Goal of the exercise = When the line containing "PR #374, opened 2022-11-03" appears in the entries below, begin printing there and stop after the line containing "Some tests are failing. Those seem unrelated?"; print each of those lines exactly and no other line.

Stored data entries:
|---|
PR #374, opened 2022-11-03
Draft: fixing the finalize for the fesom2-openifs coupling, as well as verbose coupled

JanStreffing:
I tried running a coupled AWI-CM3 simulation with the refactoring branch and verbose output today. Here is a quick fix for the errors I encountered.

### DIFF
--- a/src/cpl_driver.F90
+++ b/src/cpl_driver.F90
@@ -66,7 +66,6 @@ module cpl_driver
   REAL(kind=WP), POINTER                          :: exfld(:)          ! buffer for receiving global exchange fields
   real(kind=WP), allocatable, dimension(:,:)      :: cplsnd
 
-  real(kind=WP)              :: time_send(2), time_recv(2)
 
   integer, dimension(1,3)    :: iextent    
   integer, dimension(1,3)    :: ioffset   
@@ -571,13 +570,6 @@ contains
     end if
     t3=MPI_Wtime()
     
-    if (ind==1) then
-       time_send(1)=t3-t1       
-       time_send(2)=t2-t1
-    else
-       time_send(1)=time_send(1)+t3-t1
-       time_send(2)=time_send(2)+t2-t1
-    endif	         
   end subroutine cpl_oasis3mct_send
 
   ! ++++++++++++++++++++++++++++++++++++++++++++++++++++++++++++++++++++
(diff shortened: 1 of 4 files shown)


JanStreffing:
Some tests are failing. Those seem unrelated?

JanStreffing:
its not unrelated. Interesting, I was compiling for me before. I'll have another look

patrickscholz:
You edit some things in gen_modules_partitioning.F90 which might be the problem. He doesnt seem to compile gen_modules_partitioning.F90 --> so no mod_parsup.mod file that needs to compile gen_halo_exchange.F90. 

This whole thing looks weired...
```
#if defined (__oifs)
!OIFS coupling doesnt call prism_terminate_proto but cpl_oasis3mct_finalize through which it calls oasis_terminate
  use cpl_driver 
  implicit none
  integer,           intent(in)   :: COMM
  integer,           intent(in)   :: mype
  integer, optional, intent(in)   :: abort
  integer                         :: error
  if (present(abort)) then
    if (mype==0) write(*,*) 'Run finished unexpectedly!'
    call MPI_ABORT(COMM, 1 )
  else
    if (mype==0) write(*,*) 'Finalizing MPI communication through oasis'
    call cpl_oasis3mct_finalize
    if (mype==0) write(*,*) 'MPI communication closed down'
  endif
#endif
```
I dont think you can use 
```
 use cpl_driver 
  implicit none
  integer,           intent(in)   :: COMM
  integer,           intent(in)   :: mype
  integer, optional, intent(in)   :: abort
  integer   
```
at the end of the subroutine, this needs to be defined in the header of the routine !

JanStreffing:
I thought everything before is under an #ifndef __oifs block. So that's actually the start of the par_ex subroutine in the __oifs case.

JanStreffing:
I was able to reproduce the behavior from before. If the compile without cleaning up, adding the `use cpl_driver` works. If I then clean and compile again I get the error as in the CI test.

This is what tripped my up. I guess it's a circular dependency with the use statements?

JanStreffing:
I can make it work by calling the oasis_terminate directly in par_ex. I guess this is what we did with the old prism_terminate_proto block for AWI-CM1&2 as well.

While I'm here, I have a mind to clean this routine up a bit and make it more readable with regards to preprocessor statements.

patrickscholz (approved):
|---|
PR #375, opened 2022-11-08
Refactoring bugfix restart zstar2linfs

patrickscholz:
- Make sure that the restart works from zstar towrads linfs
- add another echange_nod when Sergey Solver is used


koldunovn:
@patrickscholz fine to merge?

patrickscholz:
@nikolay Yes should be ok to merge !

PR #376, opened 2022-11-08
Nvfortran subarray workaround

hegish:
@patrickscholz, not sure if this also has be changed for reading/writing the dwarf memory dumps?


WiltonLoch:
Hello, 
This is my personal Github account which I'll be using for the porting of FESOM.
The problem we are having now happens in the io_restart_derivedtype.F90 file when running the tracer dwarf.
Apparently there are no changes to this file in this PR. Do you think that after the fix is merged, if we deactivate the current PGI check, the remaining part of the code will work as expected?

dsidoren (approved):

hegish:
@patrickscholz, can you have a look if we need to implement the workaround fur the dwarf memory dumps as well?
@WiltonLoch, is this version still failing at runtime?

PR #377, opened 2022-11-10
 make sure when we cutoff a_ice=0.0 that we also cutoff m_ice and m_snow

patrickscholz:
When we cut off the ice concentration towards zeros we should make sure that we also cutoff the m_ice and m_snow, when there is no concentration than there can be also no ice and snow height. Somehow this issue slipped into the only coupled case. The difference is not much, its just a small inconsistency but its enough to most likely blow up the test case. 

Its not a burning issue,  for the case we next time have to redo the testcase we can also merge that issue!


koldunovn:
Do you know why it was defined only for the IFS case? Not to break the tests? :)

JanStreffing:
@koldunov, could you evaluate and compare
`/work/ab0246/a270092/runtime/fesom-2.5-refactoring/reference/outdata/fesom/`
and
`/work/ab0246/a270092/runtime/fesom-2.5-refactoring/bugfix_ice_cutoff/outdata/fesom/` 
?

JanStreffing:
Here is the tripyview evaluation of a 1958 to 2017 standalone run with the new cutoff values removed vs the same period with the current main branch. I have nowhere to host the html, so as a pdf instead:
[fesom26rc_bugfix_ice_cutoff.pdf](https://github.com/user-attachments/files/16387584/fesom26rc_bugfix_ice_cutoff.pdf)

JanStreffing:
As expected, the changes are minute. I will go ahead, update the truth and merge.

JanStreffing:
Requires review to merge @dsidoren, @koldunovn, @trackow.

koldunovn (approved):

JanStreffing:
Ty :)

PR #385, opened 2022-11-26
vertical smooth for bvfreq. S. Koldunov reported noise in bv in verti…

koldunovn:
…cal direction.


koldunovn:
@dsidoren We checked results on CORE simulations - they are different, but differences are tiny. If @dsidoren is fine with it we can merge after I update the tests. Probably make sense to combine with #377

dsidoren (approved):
|---|
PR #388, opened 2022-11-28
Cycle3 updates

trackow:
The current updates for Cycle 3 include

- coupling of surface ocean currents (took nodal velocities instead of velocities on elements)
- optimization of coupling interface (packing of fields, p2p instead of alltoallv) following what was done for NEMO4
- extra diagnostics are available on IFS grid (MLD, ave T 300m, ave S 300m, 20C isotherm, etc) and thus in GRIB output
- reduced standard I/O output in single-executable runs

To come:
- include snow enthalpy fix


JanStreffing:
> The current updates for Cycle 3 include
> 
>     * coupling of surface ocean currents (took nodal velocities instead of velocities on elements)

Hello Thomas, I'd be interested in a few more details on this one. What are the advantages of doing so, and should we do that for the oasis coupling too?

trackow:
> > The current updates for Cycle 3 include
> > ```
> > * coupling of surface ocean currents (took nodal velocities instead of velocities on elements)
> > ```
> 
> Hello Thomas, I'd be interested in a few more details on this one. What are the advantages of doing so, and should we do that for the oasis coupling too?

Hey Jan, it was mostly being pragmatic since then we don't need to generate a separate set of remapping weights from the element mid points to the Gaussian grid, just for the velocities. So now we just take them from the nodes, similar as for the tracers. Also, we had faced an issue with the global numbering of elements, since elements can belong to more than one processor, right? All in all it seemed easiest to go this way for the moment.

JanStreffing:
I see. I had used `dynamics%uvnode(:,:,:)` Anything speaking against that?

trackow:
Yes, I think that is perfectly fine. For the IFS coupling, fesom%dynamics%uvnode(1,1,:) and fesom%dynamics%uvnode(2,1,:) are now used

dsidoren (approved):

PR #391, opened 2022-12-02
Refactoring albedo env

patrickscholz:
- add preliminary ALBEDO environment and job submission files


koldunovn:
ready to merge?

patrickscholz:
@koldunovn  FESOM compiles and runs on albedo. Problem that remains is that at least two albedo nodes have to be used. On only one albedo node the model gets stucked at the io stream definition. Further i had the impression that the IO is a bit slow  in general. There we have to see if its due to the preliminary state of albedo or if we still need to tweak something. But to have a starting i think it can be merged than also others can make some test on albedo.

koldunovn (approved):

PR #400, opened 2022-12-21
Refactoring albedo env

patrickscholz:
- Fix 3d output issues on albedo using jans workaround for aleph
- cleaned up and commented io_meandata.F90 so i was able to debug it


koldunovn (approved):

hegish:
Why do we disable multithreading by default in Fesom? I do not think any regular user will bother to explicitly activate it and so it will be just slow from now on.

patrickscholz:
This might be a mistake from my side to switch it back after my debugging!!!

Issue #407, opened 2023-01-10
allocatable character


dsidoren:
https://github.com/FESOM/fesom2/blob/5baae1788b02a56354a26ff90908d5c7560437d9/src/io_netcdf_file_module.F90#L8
|---|
Solution for this task =
PR #374, opened 2022-11-03
Draft: fixing the finalize for the fesom2-openifs coupling, as well as verbose coupled

JanStreffing:
I tried running a coupled AWI-CM3 simulation with the refactoring branch and verbose output today. Here is a quick fix for the errors I encountered.

### DIFF
--- a/src/cpl_driver.F90
+++ b/src/cpl_driver.F90
@@ -66,7 +66,6 @@ module cpl_driver
   REAL(kind=WP), POINTER                          :: exfld(:)          ! buffer for receiving global exchange fields
   real(kind=WP), allocatable, dimension(:,:)      :: cplsnd
 
-  real(kind=WP)              :: time_send(2), time_recv(2)
 
   integer, dimension(1,3)    :: iextent    
   integer, dimension(1,3)    :: ioffset   
@@ -571,13 +570,6 @@ contains
     end if
     t3=MPI_Wtime()
     
-    if (ind==1) then
-       time_send(1)=t3-t1       
-       time_send(2)=t2-t1
-    else
-       time_send(1)=time_send(1)+t3-t1
-       time_send(2)=time_send(2)+t2-t1
-    endif	         
   end subroutine cpl_oasis3mct_send
 
   ! ++++++++++++++++++++++++++++++++++++++++++++++++++++++++++++++++++++
(diff shortened: 1 of 4 files shown)


JanStreffing:
Some tests are failing. Those seem unrelated?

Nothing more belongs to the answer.